Epilepsie is een syndroom dat de situatie beschrijft waarin een kat terugkerende aanvallen heeft (ook bekend als convulsies of toevallen) met tussenpozen die dagen, uren of maanden uit elkaar kunnen liggen. Epilepsie kan kleine dieren (katten en honden) treffen, net zoals het mensen kan treffen.
Snel overzicht: Epilepsie bij katten
Wat zijn epileptische aanvallen?
Aanvallen worden veroorzaakt door overmatige elektrische activiteit in de hersenen, met het willekeurig afvuren van zenuwimpulsen die leiden tot bewustzijnsverlies met ongecontroleerde, ongecoördineerde samentrekkingen van sommige of de meeste spieren van het lichaam., samen met andere tekenen zoals speekselvloed, kwijlen, urineren en ontlasting.
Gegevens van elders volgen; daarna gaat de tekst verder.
PR #863, opened 2019-06-19
Fix #849 : function ToSKPixmap create display artifacts with transparent bitmaps

### LINKED ISSUE #849: [BUG] ToSKBitmap() doesn't work properly
ToSKBitmap() causes artifacts and displays at the incorrect size in Windows Forms.

I'm able to generate the correct bitmaps with my own method below:

```
        public static SKBitmap BitmapToSKBitmap(Bitmap bitmap)
        {
            var info = new SKImageInfo(bitmap.Width, bitmap.Height);
            var skiaBitmap = new SKBitmap(info);

            for (int i = 0; i < bitmap.Width; i++)
            {
                for (int j = 0; j < bitmap.Height; j++)
                {
                    Color color = bitmap.GetPixel(i, j);
                    skiaBitmap.SetPixel(i, j, new SKColor(color.R, color.G, color.B, color.A));
                }
            }

            return skiaBitmap;
        }
```

Odirb:
This PR fixes #849

### DIFF
--- a/source/SkiaSharp.Views/SkiaSharp.Views.Shared/Extensions.cs
+++ b/source/SkiaSharp.Views/SkiaSharp.Views.Shared/Extensions.cs
@@ -187,6 +187,9 @@ namespace SkiaSharp.Views.Tizen
 				using (var tempBitmap = new System.Drawing.Bitmap(info.Width, info.Height, info.RowBytes, System.Drawing.Imaging.PixelFormat.Format32bppPArgb, pixmap.GetPixels()))
 				using (var gr = System.Drawing.Graphics.FromImage(tempBitmap))
 				{
+					// Clear graphic to prevent display artifacts with transparent bitmaps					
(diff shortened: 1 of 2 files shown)


mattleibow:
Thanks for this PR - merging as soon as the build finishes.

mlaily:
Hello !

Is there an estimation of when this fix will be available through nuget?

(And is there some kind of roadmap or public document where information about planned releases can be found? https://github.com/mono/SkiaSharp/projects/22 does not seem up to date, but I might be mistaken)

mattleibow:
@mlaily I can't say for sure at the moment, but we are getting ready to release soon.
If you need this now, you can download the latest preview from the CI feed: https://nugetized.blob.core.windows.net/skiasharp-eap/index.json

I am just waiting on a few more thumbs up before I push that out to NuGet.org.

PR #1122, opened 2020-02-03
Improve Generator & Structs

mattleibow:
**Description of Change**

Generator:
 - make getters readonly
 - implement IEquatable<T>

Managed API:
 - mark obsolete members as invisible to the editor
 - make struct getters readonly
 - implement struct equality/hashcodes
 - SKColor calculations use the SKColorF implementations
 - some whitespace fixes to conform to styles
 - split SKPMColor out into a new file

**Bugs Fixed**

None.

**API Changes**

All public structs (excluding obsolete ones) are now implementing IEquatable<T> and have overrides for the Equals and GetHashCode members.

**Behavioral Changes**

None visible.

**PR Checklist**

- [ ] Updated documentation

### DIFF
--- a/binding/Binding/GRContext.cs
+++ b/binding/Binding/GRContext.cs
@@ -1,4 +1,5 @@
 ﻿using System;
+using System.ComponentModel;
 
 namespace SkiaSharp
 {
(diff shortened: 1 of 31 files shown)


binding/Binding/GRContext.cs
```diff
@@ -99,36 +79,24 @@ public void GetResourceCacheUsage (out int maxResources, out long maxResourceByt
...
+		public int GetMaxSurfaceSampleCount (SKColorType colorType) =>
+			SkiaApi.gr_context_get_max_surface_sample_count_for_color_type (Handle, colorType);
 
+		[EditorBrowsable (EditorBrowsableState.Never)]
 		[Obsolete ("Use GetMaxSurfaceSampleCount(SKColorType) instead.")]
-		public int GetRecommendedSampleCount (GRPixelConfig config, float dpi)
-		{
-			return GetMaxSurfaceSampleCount (config.ToColorType ());
-		}
+		public int GetRecommendedSampleCount (GRPixelConfig config, float dpi) => 0;
```
mattleibow: This was incorrectly selecting the max, which often resulted in a too value. Originally it was the "minimum" value that was "guessed" from properties. The max is actually the highest supported based on properties - which is usually higher that what the surface was actually created with. This causes some issues on some platforms.

PR #1152, opened 2020-02-21
Improve the experience with the SKTextBlobBuilder

### LINKED ISSUE #1151: [BUG] SKTextBlobBuilder.AddHorizontalRun requires SKPaint.TextEncoding to be set to SKTextEncoding.GlyphId
**Description**

A similar issues #1094 was reported and closed, but I would like to discuss this again.

Calling `SKTextBlobBuilder.AddHorizontalRun` throws a `NullReferenceException` unless the `SKPaint.TextEncoding` is set to `SKTextEncoding.GlyphId`.

IMO this doesn't make sense, since the text encoding is not needed, as the glyph ids are already known when calling this method?

This is caused by the [following old Skia m68 code](https://github.com/mono/skia/blob/2411fe768b0e3d16a1e59839f65b4d802b74499a/src/core/SkTextBlob.cpp#L631) (that doesn't use `SKFont` yet) in `SKTextBlob.cpp`:

```cpp
void SkTextBlobBuilder::allocInternal(const SkPaint &font,
                                      SkTextBlob::GlyphPositioning positioning,
                                      int count, int textSize, SkPoint offset,
                                      const SkRect* bounds) {
    if (count <= 0 || textSize < 0 || font.getTextEncoding() != SkPaint::kGlyphID_TextEncoding) {
        fCurrentRunBuffer = { nullptr, nullptr, nullptr, nullptr };
        return;
    }
```

The `getTextEncoding` check was [removed by Google in this commit](https://github.com/google/skia/commit/b3f4aac0ba02d13af8fa85a33e856d09ab7855b0), where `SKFont` is used instead. 

I'm not sure if the check is actually required?

Personally the imperative API of setting `TextEncoding` on the `SKPaint` feel errors prone, in the latest version Skia the text encoding has to be passed as an argument, and was removed from `SKFont`. But I guess SkiaSharp wants to maintain backwards compatibility? Maybe a major version bump could use a newer version of Skia, where `SKFont` is used? It seems you are already planning this in #711 ?

**_Maybe a simple patch for now could be to validate the `SKPaint.TextEncoding` and throw an exception? Not ideal, but at least the user wouldn't have to dig into the source code to find why the call crashed 😉_** 

**Code**

```CS
  var glyphIds = paint.GetGlyphs("X");
  var glyphXs = new float[] {0};
  var builder = new SKTextBlobBuilder();
  builder.AddHorizontalRun(paint, 0, glyphIds, glyphXs);
```

**Expected Behavior**

A horizontal text run is added to the builder

**Actual Behavior**

A `NullReferenceException` is thrown

**Basic Information**

- Version with issue:  `1.68.2-preview.29`
- Last known good version:  none
- IDE: any
- Platform Target Frameworks: all
- Target Devices:   all

**Workaround**

```CS
  var glyphIds = paint.GetGlyphs("X");
  var glyphXs = new float[] {0};
  var builder = new SKTextBlobBuilder();
  paint.TextEncoding = SKTextEncoding.GlyphId;
  builder.AddHorizontalRun(paint, 0, glyphIds, glyphXs);
```

mattleibow:
**Description of Change**

When the paint encoding is anything but GlyphId, the underlying allocation fails. This results in not only strange behaviour, but also invalid data. The run buffer is given a size, but nothing was allocated. This does 2 things:

- if a buffer is null, override the size
- if the encoding is not glyph, then change it temporarily

**Bugs Fixed**

- Fixes #1151

**API Changes**

None.

**Behavioral Changes**

Instead of throwing an unexpected exception when trying to USE the run buffer, the allocation will now succeed. And, if the each buffer on the run is null, then don't return a `Span<T>` that is not null.

**PR Checklist**

- [ ] Updated documentation

### DIFF
--- a/binding/Binding/SKRunBuffer.cs
+++ b/binding/Binding/SKRunBuffer.cs
@@ -19,13 +19,13 @@ namespace SkiaSharp
 		public int TextSize { get; }
 
 		public Span<ushort> GetGlyphSpan () =>
-			new Span<ushort> (internalBuffer.glyphs, Size);
+			new Span<ushort> (internalBuffer.glyphs, internalBuffer.glyphs == null ? 0 : Size);
 
 		public Span<byte> GetTextSpan () =>
-			new Span<byte> (internalBuffer.utf8text, TextSize);
+			new Span<byte> (internalBuffer.utf8text, internalBuffer.utf8text == null ? 0 : TextSize);
 
 		public Span<uint> GetClusterSpan () =>
-			new Span<uint> (internalBuffer.clusters, Size);
+			new Span<uint> (internalBuffer.clusters, internalBuffer.clusters == null ? 0 : Size);
 
 		public void SetGlyphs (ReadOnlySpan<ushort> glyphs) =>
 			glyphs.CopyTo (GetGlyphSpan ());
@@ -45,7 +45,7 @@ namespace SkiaSharp
 		}
 
 		public Span<float> GetPositionSpan () =>
-			new Span<float> (internalBuffer.pos, Size);
+			new Span<float> (internalBuffer.pos, internalBuffer.pos == null ? 0 : Size);
 
 		public void SetPositions (ReadOnlySpan<float> positions) =>
 			positions.CopyTo (GetPositionSpan ());
@@ -59,7 +59,7 @@ namespace SkiaSharp
 		}
 
 		public Span<SKPoint> GetPositionSpan () =>
-			new Span<SKPoint> (internalBuffer.pos, Size);
+			new Span<SKPoint> (internalBuffer.pos, internalBuffer.pos == null ? 0 : Size);
 
 		public void SetPositions (ReadOnlySpan<SKPoint> positions) =>
 			positions.CopyTo (GetPositionSpan ());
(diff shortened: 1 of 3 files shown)


Ziriax:
Nice! I was making a similar PR, but noticed the repeating pattern:

```cs
var originalEncoding = font.TextEncoding;
			try {
				font.TextEncoding = SKTextEncoding.GlyphId;

				using var lang = new SKString ();
                       ...           
```

and made an internal disposable struct that combined all this into reuseable code:

```cs
using (var scope = new TextBlobGlyphScope(...)) {
     ...scope.lang...
}
```
Maybe that was too much magic 😉

mattleibow:
Oh, nice! Thanks for starting.

Maybe just open the PR with what you have, then we can see if I missed anything. Or even just so there is a record. I was also thinking of a scope thing, but then in v2 the language goes away and all that.

But, I wouldn't spend too much time on this, as the #986 PR basically is almost done and all this is changing with fonts and other things. I am hoping to get a preview of v2 out in March, so the v1 version is more in "bugfixing" mode. I will add things, but I want to focus on v2. Massive improvements there.

Ziriax:
No, you actually covered more than I did :-)

Good to know V2 is almost out.

Is this already usable when building from source?

I am evaluating SkiaSharp for a customer (smartphoto.com), to replace my previous rendering backend written in SharpDX, so I better use the latest version, or I can start my evaluation again  :-)

mattleibow:
I am busy trying to get the build working. It builds locally, but some of the tests are crashing for some reason. Seems to be a leak or a memory thing. If I run it in serial, most tests pass. If I run in in parallel... 💥

PR #1193, opened 2020-03-27
Remove reflection usage for most SKObject

Gillibald:
**Description of Change**

This PR tries to remove the performance impact that comes from reflection usage within the SKObject.GetObject factory

**Bugs Fixed**

- Related to issue #

**API Changes**

Added: 
 
- `void Class.Method();`

Changed:

**Behavioral Changes**

**PR Checklist**

- [ ] Updated documentation


Gillibald:
Only objects that are using `internal static TSkiaObject GetObject<TSkiaObject, TSkiaImplementation>` create their instances via reflection. I wasn't sure how the concrete implementations of SKStream are working.

I would love to know what you think about these changes @mattleibow

mattleibow:
I have been thinking about this for some time now, so it is great that you are having a look too.

I am not a total fan of duplicating the logic in each class, especially when it comes to changes - such as #1200. Is there a way we can use delegates?

Basically, instead of duplicating code, or using reflection, we pass a cached delegate in (this code will be in the new HandleDictionary, but just a demo):

```csharp
class SKObject {
    internal static TSkiaObject GetObject<TSkiaObject, TSkiaImplementation> (
        IntPtr handle, bool owns = true, bool unrefExisting = true, bool refNew = false, Func<IntPtr, bool, TSkiaObject> ctorDel = null)
    {
        if (GetInstance(out instance))
            return instance;
        if (ctorDel != null)
            return ctorDel(handle);
        // do reflection
    }
} 
```

Then in the usage, we can do something similar to what you did with adding a method to each type:

```csharp
class SKSurface {
    public SKCanvas Canvas => SKCanvas.GetObject(sk_surface_canvas());
}

class SKCanvas {
    internal static SKCanvas GetObject (IntPtr handle, bool owns = true, bool unrefExisting = true, bool refNew = false) =>
        SKObject.GetObject<SKCanvas>(handle, owns, unref, ref, (h, o) => new SKCanvas(h, o));
}
```

This way, there is no code duplication (better for maintenance) and no reflection (perf).

This is just me thinking here, so you may spot some issues or maybe improve on this?

Gillibald:
Your solution is indeed more maintainable. Will adapt the delegate approach in this PR and benchmark it.

Gillibald:
Closing this in favor of the concurrency PR. Will work in this when that is finished.

PR #1180, opened 2020-03-19
Re-work views to avoid incorrect disposal

mattleibow:
**Description of Change**

In some instances, the managed canvas is being collected at the same time the new one is being created. This causes the the app to crash for some reason. The technically should not happen as the canvas is still valid - and we can see this when we set the canvas as a class field.

But, for now, just work around the issue by adding the canvas as a field.

In addition, do more granular construction of the GL objects, and then also reduce the amount of interop in the render loop.

**Bugs Fixed**

- Fixes #1121 
- Fixes #910
- Fixes #1173
- Fixes #1168
- Fixes #1144

**API Changes**

None.

**Behavioral Changes**

Some fixes for crashes.

**PR Checklist**

- [ ] Has tests (if omitted, state reason in description)
- [ ] Rebased on top of master at time of PR
- [ ] Changes adhere to coding standard
- [ ] Updated documentation

Issue #1173, opened 2020-03-12
[BUG] Crashes on Android


hajmajeboss:
**Description**

I'm using mapping library Mapsui, error occurs randomly when moving the map, noticed some of the crashes even with map staying still. 

**Code**

```
I/DEBUG   (  409): *** *** *** *** *** *** *** *** *** *** *** *** *** *** *** ***
I/DEBUG   (  409): UUID: 7bf113ad-494f-44e9-a0fe-61d0704bbee9
I/DEBUG   (  409): Build fingerprint: 'Sony/SGP321/SGP321:5.1.1/10.7.A.0.228/2020576680:user/release-keys'
I/DEBUG   (  409): Revision: '0'
I/DEBUG   (  409): ABI: 'arm'
I/DEBUG   (  409): pid: 19172, tid: 19229, name: GLThread 1370  >>> eu.pds.proplamobilenet <<<
I/DEBUG   (  409): signal 11 (SIGSEGV), code 1 (SEGV_MAPERR), fault addr 0x1110
I/DEBUG   (  409):     r0 00001110  r1 00000001  r2 9ec01088  r3 00000011
I/DEBUG   (  409):     r4 00000000  r5 12dcc740  r6 9ec01088  r7 9a8d3848
I/DEBUG   (  409):     r8 b74ebc10  r9 b849e9e0  sl 00000000  fp 9a8d3980
I/DEBUG   (  409):     ip afb8acbc  sp 9a8d3838  lr 9974f96c  pc 997d391e  cpsr 600d0030
I/DEBUG   (  409):
I/DEBUG   (  409): backtrace:
I/DEBUG   (  409):     #00 pc 0006191e  /data/app/eu.pds.proplamobilenet-1/lib/arm/libSkiaSharp.so
```

I also noticed an error **with address 0x40,** and p**ossibly 0x1130 (no .so file path in this case)** - can't find the stack trace now.

**Basic Information**

- Version with issue: 1.68.1.1.
- Last known good version: probably 1.60.3
- IDE:  Visual Studio
- Platform Target Frameworks: <
  - Android: API 27 (8.1)
- Target Devices:   
  - Xiaomi Mi A2
  - Sony Xperia Tablet Z

**Reproduction Link**

https://github.com/Mapsui/Mapsui - building a Mapsui.Samples.Droid project and running it on an Android device, trying especially geometries samples .

mattleibow:
[...]

Issue #1168, opened 2020-03-06
[BUG]  Random segfaults on Android


hajmajeboss:
**Description**

I use a mapping library Mapsui, which uses SkiaSharp 1.68.1.1 in my Xamarin.Android app. When zooming in/out or moving around the map, or sometimes even doing nothing, the app crashes. I was able to recover following report from Logcat. 

My app is using AOT compilation.

I was wondering, if you could decode the message using addr2line and find the problem. I'm not entirely sure that it's SkiaSharp error, but I don't know, how to know for sure anyway. I'm using only mono .so libraries besides Skia. 

**Code**

```
03-06 10:45:44.549 10828 11427 F libc    : Fatal signal 11 (SIGSEGV), code 1 (SEGV_MAPERR), fault addr 0x1130 in tid 11427 (GLThread 25266), pid 10828 (proplamobilenet)

03-06 10:45:44.777 11508 11508 I crash_dump64: obtaining output fd from tombstoned, type: kDebuggerdTombstone
03-06 10:45:44.781  1067  1067 I /system/bin/tombstoned: received crash request for pid 11427
03-06 10:45:44.784 11508 11508 I crash_dump64: performing dump of process 10828 (target tid = 11427)
03-06 10:45:44.807 11508 11508 F DEBUG   : *** *** *** *** *** *** *** *** *** *** *** *** *** *** *** ***
03-06 10:45:44.808 11508 11508 F DEBUG   : Build fingerprint: 'xiaomi/jasmine/jasmine_sprout:9/PKQ1.180904.001/V10.0.17.0.PDIMIXM:user/release-keys'
03-06 10:45:44.808 11508 11508 F DEBUG   : Revision: '0'
03-06 10:45:44.808 11508 11508 F DEBUG   : ABI: 'arm64'
03-06 10:45:44.808 11508 11508 F DEBUG   : pid: 10828, tid: 11427, name: GLThread 25266  >>> eu.pds.proplamobilenet <<<

signal 11 (SIGSEGV), code 1 (SEGV_MAPERR), fault addr 0x1130
x0  0000000000000000  x1  0000000000000001  x2  00000078d1e32d38  x3  00000078d401d678
x4  00000078dbc00000  x5  00000078ce2a2e00  x6  00000078d939b770  x7  00000000038a4ae8
x8  00000000ffffffff  x9  0000000000000001  x10 0000000000000001  x11 00000078e1e70238
[...]

Issue #1144, opened 2020-02-13
[BUG] iOS app freezes randomly due to native crashes


miszu:
**Description**

We're using skia quite extensively in our app - many views, some of them being redrawn often (with constant FPS). Recently we've been observing random freezes on views containing skia components, we think problems began after updating from 1.68 to 1.68.1.1 (it's being validated at the moment, so far problems can't be reproduced with 1.68).

When freeze happens, we observe native crashes like below:

```
=================================================================
    Native Crash Reporting
=================================================================
Got a SIGSEGV while executing native code. This usually indicates
a fatal error in the mono runtime or one of the native libraries 
used by your application.
=================================================================


=================================================================
    Native stacktrace:
=================================================================
2020-02-12 16:35:59.973 TrackMan.SoccerApp.Ios[431:121609] 
    0x1082c090c - /private/var/containers/Bundle/Application/65953D5D-80AF-4DF4-AA8D-569A523C80DE/TrackMan.SoccerApp.Ios.app/TrackMan.SoccerApp.Ios : mono_dump_native_crash_info
    0x1082b66f0 - /private/var/containers/Bundle/Application/65953D5D-80AF-4DF4-AA8D-569A523C80DE/TrackMan.SoccerApp.Ios.app/TrackMan.SoccerApp.Ios : mono_handle_native_crash
2020-02-12 16:36:00.170 TrackMan.SoccerApp.Ios[431:121571] 
    0x1082c4fdc - /private/var/containers/Bundle/Application/65953D5D-80AF-4DF4-AA8D-569A523C80DE/TrackMan.SoccerApp.Ios.app/TrackMan.SoccerApp.Ios : mono_sigsegv_signal_handler_debug
    0x191372894 - /usr/lib/system/libsystem_platform.dylib : <redacted>
    0x11231de70 - /private/var/containers/Bundle/Application/65953D5D-80AF-4DF4-AA8D-569A523C80DE/TrackMan.SoccerApp.Ios.app/Frameworks/libSkiaSharp.framework/libSkiaSharp : gr_backendrendertarget_get_gl_framebufferinfo
    0x11231de70 - /private/var/containers/Bundle/Application/65953D5D-80AF-4DF4-AA8D-569A523C80DE/TrackMan.SoccerApp.Ios.app/Frameworks/libSkiaSharp.framework/libSkiaSharp : gr_backendrendertarget_get_gl_framebufferinfo
[...]

PR #1200, opened 2020-03-29
Resolve some concurrency issues

### LINKED ISSUE #1188: [BUG] macOS native crashes in gr_backendrendertarget_get_gl_framebufferinfo
**Description**
i using SkiaSharp in a Xamarin.Forms app on macOS, after following the discussion in #1144 i have updated to the latest preview .45 which unfortunately doesn't solve the issue with native crashes for me (`gr_backendrendertarget_get_gl_framebufferinfo`). I have a different issue open which is related to `SKImage` #1164 but i'm not sure if this is the same - so here is a new open issue 🤓

 I'm using an `SKGLView` to draw several shapes and images which lead to a freeze and the following native crash.

**Code**

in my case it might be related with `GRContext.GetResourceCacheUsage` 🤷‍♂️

Dan na de aanval, als de kat herstelt, in de post-ictale periode, is er desoriëntatie, gedragsveranderingen, wankelend en een periode van geleidelijk herstel. Aanvallen kunnen gegeneraliseerd zijn (grand mal) of partiële aanvallen (focale aanvallen).
Om meer te weten te komen over de details van wat epileptische aanvallen eigenlijk zijn en hoe ze zich manifesteren bij katten, moeten eigenaren van gezelschapsdieren ons afzonderlijke artikel over “Aanvallen bij katten” lezen en de korte verklarende video bekijken.
Dit artikel gaat specifiek over epilepsie (terugkerende aanvallen) als een aandoening, beschrijft de verschillende soorten die bij katten worden gezien en legt de veterinaire benadering van kattenepidemie uit, inclusief diagnose van de oorzaken van aanvallen, management en therapie.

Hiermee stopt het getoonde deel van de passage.